Fui funcionário comercial da Brahma nos anos 90.
Foi lá que comecei
a me interessar pela história dessa antiga e popular bebida, não apenas
profissionalmente. Fui só até aonde a minha
curiosidade exigiu, impulsionado pela polêmica Lei da Pureza. E, antes
de mais
nada, deixo registrado que na minha opinião tudo é questão de
preferência.
Tomar uma cerva de sabor suave, estupidamente gelada em Salvador (onde o
garçom apanha se
servir diferente), é coerente; tanto quanto beber uma loira, escura, ou
vermelha encorpada a seis, oito graus, no inverno europeu. No começo a
gente até
insiste, mas com o tempo se abre a novas experiências e descobre novos
prazeres.
A idade da cerveja? E quem sabe? Os historiadores
localizam a invenção da cerveja entre quatro mil e nove mil anos atrás. O certo
é que a Código de Hamurabi já estabelecia algumas regras para a produção e
comercialização da cerveja, no ano de 1760 a.C, estipulando até mesmo o consumo
diário dos babilônios: de cinco litros para a elite do poder (sumo sacerdote e
alguns graúdos da administração pública), três litros para os funcionários do
poder e dois litros para os trabalhadores comuns.

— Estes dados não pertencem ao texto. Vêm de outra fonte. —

PR #1796, opened 2021-01-01
Fix Bug 1633150  Add ability to enable projects with read-only locales only

Mitch4sho:
fixed the problem where you couldn't save a project with read-only locales in the admin project

### DIFF
--- a/pontoon/administration/forms.py
+++ b/pontoon/administration/forms.py
@@ -1,6 +1,7 @@
 from django import forms
 from django.contrib.auth.models import User
 from django.forms.models import inlineformset_factory
+from django.core.exceptions import ValidationError
 
 from pontoon.base.models import (
     Entity,
@@ -28,6 +29,14 @@ class ProjectForm(forms.ModelForm):
     locales = forms.ModelMultipleChoiceField(
         queryset=Locale.objects.all(), required=False,
     )
+
+    def clean(self):
+        cleaned_data = super().clean()
+        locales_readonly = cleaned_data.get("locales_readonly")
+        locales = cleaned_data.get("locales")
+        if not (locales or locales_readonly):
+            raise ValidationError("This field is required")
+        
 
     class Meta:
         model = Project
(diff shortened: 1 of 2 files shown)


pontoon/administration/forms.py
```diff
@@ -25,6 +25,9 @@ class ProjectForm(forms.ModelForm):
     locales_readonly = forms.ModelMultipleChoiceField(
         queryset=Locale.objects.all(), required=False,
     )
+    locales = forms.ModelMultipleChoiceField(
+        queryset=Locale.objects.all(), required=False,
+    )
```
mathjazz, line 30: Good work!

We should still require that at least one locale is enabled for the project before it can be saved (regardless if it's localizable or read-only).

Resources:
https://stackoverflow.com/questions/31831620/can-i-make-at-least-one-field-a-requirement-on-a-django-model
https://docs.djangoproject.com/en/dev/ref/forms/validation/#cleaning-and-validating-fields-that-depend-on-each-other

Mitch4sho: Alright will go ahead and implement this

pontoon/administration/forms.py
```diff
@@ -25,6 +26,16 @@ class ProjectForm(forms.ModelForm):
...
+
+    def clean(self):
+        cleaned_data = super().clean()
+        locales_readonly = cleaned_data.get("locales_readonly")
+        locales = cleaned_data.get("locales")
+        if not (locales or locales_readonly):
+            raise ValidationError("This field is required")
```
mathjazz, line 38: The message should read "At least one locale must be selected.", otherwise the UI implies the localizable locale field is required.

pontoon/administration/templates/admin_project.html
```diff
@@ -53,9 +53,8 @@ <h3>Locales</h3>
   <div class="locales clearfix">
       {{ admin_team_selector.render(locales_available, locales_selected, locales_readonly) }}
       {{ form.locales }}
-      {{ form.locales.errors }}
+      {{ form.non_field_errors() }}
       {{ form.locales_readonly }}
-      {{ form.locales_readonly.errors }}
```
mathjazz, line 58: I think we should keep `{{ form.locales.errors }}` and `{{ form.locales_readonly.errors }}` in case there are any field-specific errors.

mathjazz (commented):
Thanks for the update! Almost there!

mathjazz (approved):
Great job! Thanks for the patch!

Mitch4sho:
Thanks!

PR #1799, opened 2021-01-07
Fix Bug 1543344: Implement Tab shortcut in editor

julen:
* Reimplements the tab shortcut
* Brings back the keyboard shortcuts panel entry

### DIFF
--- a/frontend/public/static/locale/en-US/translate.ftl
+++ b/frontend/public/static/locale/en-US/translate.ftl
@@ -454,7 +454,7 @@ machinery-MicrosoftTerminology--visit-microsoft = MICROSOFT
 ## Machinery Translation
 ## Shows a specific translation from machinery.
 machinery-Translation--copy =
-    .title = Copy Into Translation
+    .title = Copy Into Translation (Tab)
 
 
 ## Machinery Translation Memory
--- a/frontend/src/core/editor/actions.js
+++ b/frontend/src/core/editor/actions.js
@@ -20,8 +20,12 @@ export const END_UPDATE_TRANSLATION: 'editor/END_UPDATE_TRANSLATION' =
 export const RESET_EDITOR: 'editor/RESET_EDITOR' = 'editor/RESET_EDITOR';
 export const RESET_FAILED_CHECKS: 'editor/RESET_FAILED_CHECKS' =
     'editor/RESET_FAILED_CHECKS';
+export const RESET_HELPER_INDEX: 'editor/RESET_HELPER_INDEX' =
+    'editor/RESET_HELPER_INDEX';
 export const RESET_SELECTION: 'editor/RESET_SELECTION' =
     'editor/RESET_SELECTION';
+export const SELECT_HELPER_INDEX: 'editor/SELECT_HELPER_INDEX' =
+    'editor/SELECT_HELPER_INDEX';
 export const SET_INITIAL_TRANSLATION: 'editor/SET_INITIAL_TRANSLATION' =
     'editor/SET_INITIAL_TRANSLATION';
 export const START_UPDATE_TRANSLATION: 'editor/START_UPDATE_TRANSLATION' =
@@ -91,6 +95,29 @@ export function updateMachinerySources(
         type: UPDATE_MACHINERY_SOURCES,
         machinerySources,
         machineryTranslation,
+    };
+}
+
+/**
+ * Reset selected helpers index to its initial value.
+ */
+export type ResetHelperIndexAction = {|
+    +type: typeof RESET_HELPER_INDEX,
+|};
+export function resetHelperIndex(): ResetHelperIndexAction {
+    return {
+        type: RESET_HELPER_INDEX,
+    };
+}
+
+export type SelectHelperIndexAction = {|
+    +type: typeof SELECT_HELPER_INDEX,
+    +index: number,
+|};
+function selectHelperIndex(index: number): SelectHelperIndexAction {
+    return {
+        type: SELECT_HELPER_INDEX,
+        index,
     };
 }
 
@@ -286,8 +313,10 @@ export default {
     endUpdateTranslation,
     reset,
     resetFailedChecks,
+    resetHelperIndex,
     resetSelection,
     sendTranslation,
+    selectHelperIndex,
     setInitialTranslation,
     startUpdateTranslation,
     update,
--- a/frontend/src/core/editor/components/KeyboardShortcuts.css
+++ b/frontend/src/core/editor/components/KeyboardShortcuts.css
@@ -14,7 +14,7 @@
     border: 1px solid #333941;
     font-size: 13px;
     width: 400px;
-    height: 370px;
+    height: 400px;
     left: 0;
     top: 0;
     bottom: 0;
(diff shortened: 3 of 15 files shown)


mathjazz (commented):
Thanks for the patch, @julen!

Two high-level comments:

1. Compared to the old Translate app, we now have two lists visible at the same time that could be copied from: History, and Machinery or Locales. That represents a UX issue if we want to copy from all three lists, because the user would need to somehow pick between History and the other visible panel. I see that you only implemented the Tab shortcut for the Machinery panel, which I think is the right choice, because the other two are less likely to be copied from. I'm fine with dropping support for copying from the History panel. Should we still allow copying from the Locales panel when it visible? In any case, we should revert changes made to the `title` attribute accordingly and update the text in the keyboard shortcut panel.

1. It would be helpful to implement a visual feedback when copying happens - in the old Translate app the copied item (e.g. in the Machinery panel) got highlighted (as if it was hovered over), and the list of items scrolled if needed to make sure the copied item is always visible.

julen:
Thanks for the quick feedback @mathjazz!

Ah true, I blindly reverted the old patch that removed the shortcuts panel entry and didn't pay attention to the History and Locales panels (should be fixed now). My personal experience (and motivation to fix this bug) is that I use the Machinery entries very often, whereas the other two I barely touch, therefore I'd also be inclined to only support copying Machinery entries only.

Regarding the second point, do you mean to temporarily highlight it? If you instead mean to highlight it permanently, then for consistency that should also maybe be the behavior when users select a machinery entry. What do you think?

mathjazz:
> Ah true, I blindly reverted the old patch that removed the shortcuts panel entry and didn't pay attention to the History and Locales panels (should be fixed now). My personal experience (and motivation to fix this bug) is that I use the Machinery entries very often, whereas the other two I barely touch, therefore I'd also be inclined to only support copying Machinery entries only.

For consistency between both panels (and to justify the name "Copy from Helpers"), I'd suggest we also support copying from the Locales tab when it's active. It can also be a followup patch.

> Regarding the second point, do you mean to temporarily highlight it? If you instead mean to highlight it permanently, then for consistency that should also maybe be the behavior when users select a machinery entry. What do you think?

These are both interesting ideas. I'm fine with both.

julen:
Oh, now I also see manually copying a machinery entry does a bit more than just copying, e.g. it [updates the machinery sources](https://github.com/mozilla/pontoon/blob/008a6ac85b0ca9b8e6cda74401179fc66a56f06b/frontend/src/modules/machinery/components/Translation.js#L72), which is then kept in the backend to determine if an entry was copied from TM. This will take a bit longer to implement, but it's probably worth factoring out that logic so the end result/experience is the same regardless of where copying is triggered from.

mathjazz:
Correct, Tab would effectively need to call `copyTranslationIntoEditor()` for the selected translation:
https://github.com/mozilla/pontoon/blob/008a6ac85b0ca9b8e6cda74401179fc66a56f06b/frontend/src/modules/machinery/components/Translation.js#L48-L81

julen:
I extracted the copying logic into a hook and now the logic is reused for shortcuts. What's left is the visual feedback; support for the Locales tab can be worked on separately.

julen:
Highlighting is now added as a visual feedback. This only highlights machinery entries upon explicit selection, i.e. it won't highlight an entry if it was just loaded from the entity list and it matches a machinery translation — this, if deemed useful, could be worked on in a follow-up change.

mathjazz (commented):
The feature works very well and the code is super clean. Excellent job!

The only concern I have on the code quality is the drop in test coverage. Could you replace the removed tests with the equivalent unit tests for the `useCopyMachineryTranslation` hook?

On the UX side, it would be nice to scroll the Machinery panel when the selected item overflows. If it's a bigger effort, we can also take care of it in a followup (same as we decided to do with the Locales panel).

julen:
> The only concern I have on the code quality is the drop in test coverage. Could you replace the removed tests with the equivalent unit tests for the `useCopyMachineryTranslation` hook?

How do you replace them? I'm asking because I found zero tests for hooks in the codebase and I have no clue how Pontoon wants to go forward about this. I removed existing tests because of that, and also because they were testing implementation details, rather than functionality.

> On the UX side, it would be nice to scroll the Machinery panel when the selected item overflows. If it's a bigger effort, we can also take care of it in a followup (same as we decided to do with the Locales panel).

Not super hard, but would be happy to handle it as a follow-up.

mathjazz:
Thanks for the update!

> How do you replace them? I'm asking because I found zero tests for hooks in the codebase and I have no clue how Pontoon wants to go forward about this. I removed existing tests because of that, and also because they were testing implementation details, rather than functionality.

All good points.

@adngdb I'm curious if you've made any plans for testing hooks.

adngdb:
Testing hooks is a bit complex, and I haven't done much of it as you can see. Generally, I propose the following guidelines:

- if the hook is used in a single component, test the component and not the hook;
- if the hook is used in several components but is simple, create a fake component to test it;
- in other cases, and only if necessary, use [react-hooks-testing-library](https://react-hooks-testing-library.com/).

Hope that makes sense and helps!

mathjazz:
Thanks @adngdb!

@julen There's one final bug we should fix before merging: say you have 3 Machinery item and you select the 2nd one with the mouse. After you press Tab, we the 1st one (instead of the 3rd one). The other symptom of (probably) the same bug is that if you have a [string with plural forms](https://pontoon.mozilla.org/sl/amo/all-resources/?string=66616), tab index doesn't reset as you move between plural forms.

I'll file bugs to:
* Add support for the Locales tab
* Move scrollbar to make sure selected item is always visible
* Add tests.

julen:
> in other cases, and only if necessary, use [react-hooks-testing-library](https://react-hooks-testing-library.com/).

Thanks for the feedback @adngdb. I've had a look at the testing situation, and I believe we fall under _in other cases_, although I don't see how the testing library can help because the currently existing hooks have many side-effects; none that could be verified by checking a return value (like the examples in the hooks testing library).

If behavior wants to be tested, we need to be aware these particular hooks rely on multiple parts of the rendering tree and can have different triggers too (keyboard shortcut, element click), and to my untrained eye this looks like we will need to deeply render a whole tree down from `EntityDetails`.

Happy to hear if any of this makes sense and overall any other thoughts in general.

julen:
> @julen There's one final bug we should fix before merging: say you have 3 Machinery item and you select the 2nd one with the mouse. After you press Tab, we the 1st one (instead of the 3rd one). The other symptom of (probably) the same bug is that if you have a [string with plural forms](https://pontoon.mozilla.org/sl/amo/all-resources/?string=66616), tab index doesn't reset as you move between plural forms.

Ah, I see, good catch. To solve this we'll need to share state between the shortcut handler and the UI.

julen:
> @julen There's one final bug we should fix before merging: say you have 3 Machinery item and you select the 2nd one with the mouse. After you press Tab, we the 1st one (instead of the 3rd one). The other symptom of (probably) the same bug is that if you have a [string with plural forms](https://pontoon.mozilla.org/sl/amo/all-resources/?string=66616), tab index doesn't reset as you move between plural forms.

@mathjazz these two should now be addressed.

mathjazz (approved):
Great work!

I'm sure many users will appreciate resurrection of this old handy feature, myself included.

mathjazz:
Bugs filed:
https://bugzilla.mozilla.org/show_bug.cgi?id=1686369
https://bugzilla.mozilla.org/show_bug.cgi?id=1686370
https://bugzilla.mozilla.org/show_bug.cgi?id=1686371

PR #1801, opened 2021-01-07
bug 1685558, use carryforward flags to deal with skipped test runs

Pike:


Pike:
I have no idea why this fails to get the reports processed, opened https://community.codecov.io/t/trying-to-introduce-flags-triggers-error-on-processing-reports/2450

.codecov.yml
```diff
@@ -1 +1,18 @@
 comment: off
+
+flags:
+  backend:
+    paths:
+      - /pontoon/**.py
```
thomasrockhu, line 6:
```suggestion
      - pontoon/**.py
```
I think this might work

Pike: Thanks, that seems to have done the trick. I pushed each path individually, and the backend tests already are marked as carry-forward until the ones from the current test run made it in.

Pike:
This is ready for review, per Tom's comment on discourse.

mathjazz (approved):
\o/

PR #1802, opened 2021-01-07
Add link to Slate docs to Frontend ReadMe documentation

abowler2:
It felt more appropriate to add this to the `Tools documentation` section at the end of the ReadMe, but let me know if you think it needs to also be in the `Tools` table at the top


mathjazz (approved):
Thanks!

PR #1804, opened 2021-01-08
Fix Bug 1684013 Document environment variables used for custom error and maintenance pages

anujpandey785:
Fix Bug 1684013 Document environment variables used for custom error and maintenance pages

Modified the Deployment Documentation with respect to Environment Variables used to configure Custom Error Pages :
1)Documented ``ERROR_PAGE_URL`` Environment variable.
2)Documented ``MAINTENANCE_PAGE_URL`` Environment variable.


mathjazz:
It turns out these are already documented. I don't know what was I thinking. Sorry about that!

Definição de cerveja: bebida a ser consumida em
companhia, que pede socialização, alegria, festa, praia, churrasco... Ops!
Desculpem, é o que eu associo à cerveja. Recomeçando: cerveja é qualquer bebida
à base de cereais fermentados, normalmente condimentada com ervas e adição de
açúcares (frutas, mel...). A partir dessa definição, podemos baixar as armas e
parar de defender qualquer lei que restrinja as opções. Sabem quantos tipos de
cervejas existem? Não? Tudo bem, ninguém sabe, mas são milhares, desde que
sumérios, egípcios, ibéricos e outros povos começaram a produzir e consumir. Também
existem outras matérias primas utilizadas, em menor quantidade, como o agave no
México (aquela planta da tequila), raiz de mandioca na África, sorgo, arroz,
milho, batata... Basta ser fonte de amido e estar sujeita à fermentação
natural. Não tem que ser cereal.
Lá naqueles anos 90, a água fazia muita diferença no
sabor da bebida. Ainda faz, mas as tecnologias desenvolvidas para tratar a
água, reduziu parte do problema no produto final, homogeneizando o que antes
era diferente. O ideal é que a cerveja seja adequada à fonte de água
disponível: água dura (com maior concentração de sais, como cálcio, ferro...) é
mais indicada para cervejas encorpadas; água mole (com menos concentração de
sais), para cervejas mais leves, como a do tipo pilsen, largamente consumida no
Brasil.
Muitas foram as receitas da cerveja desde a Antiguidade,
cada mestre cervejeiro tinha a sua própria fórmula secreta. Durante a Idade
Média o uso do Gruit era a regra. Gruit era uma mistura de temperos e
ervas, que conferia um sabor marcante e aromas convidativos. Acontece que não
existia uma receita fixa, cada região produzia o próprio Gruit e, não raro, essa mistura incluía plantas alucinógenas que
provocavam intoxicação.
O lúpulo – planta da família Cannabaceae, do gênero Humulus,
da espécie H. Lupulus (na verdade usa-se
somente a flor da planta feminina) – vinha sendo usado na produção da cerveja
desde 1.079, mas só a partir do início do século XVI começou a ser usado nas
cervejas da Inglaterra (uma das três principais escolas cervejeiras, junto à
Alemanha e à Bélgica). É o lúpulo que confere o sabor amargo e o aroma
característico da cerveja no lugar do Gruit,
além de ser ótimo conservante e contribuir para a formação e retenção da espuma
da cerveja. O lúpulo é usado em dois momentos da produção da cerveja: no início
da fervura, para dar o amargor da planta e no final da fervura, com o objetivo
de aromatizar a bebida.
A famosa lei da pureza – na realidade um instrumento
político, econômico e de marketing – não tinha a pretensão de ser tão influente
assim. Tampouco foi uma lei alemã, mas sim uma lei bávara, regional. O primeiro
decreto que regulava a qualidade da cerveja (veja bem: a qualidade do produto
final, e não a produção da bebida) na Baviera foi promulgado em Augsburg, no
ano de 1156. Estabelecia como punição o confisco do estoque e multas a quem
servisse cerveja de má qualidade ou que trapaceasse na quantidade a ser servida.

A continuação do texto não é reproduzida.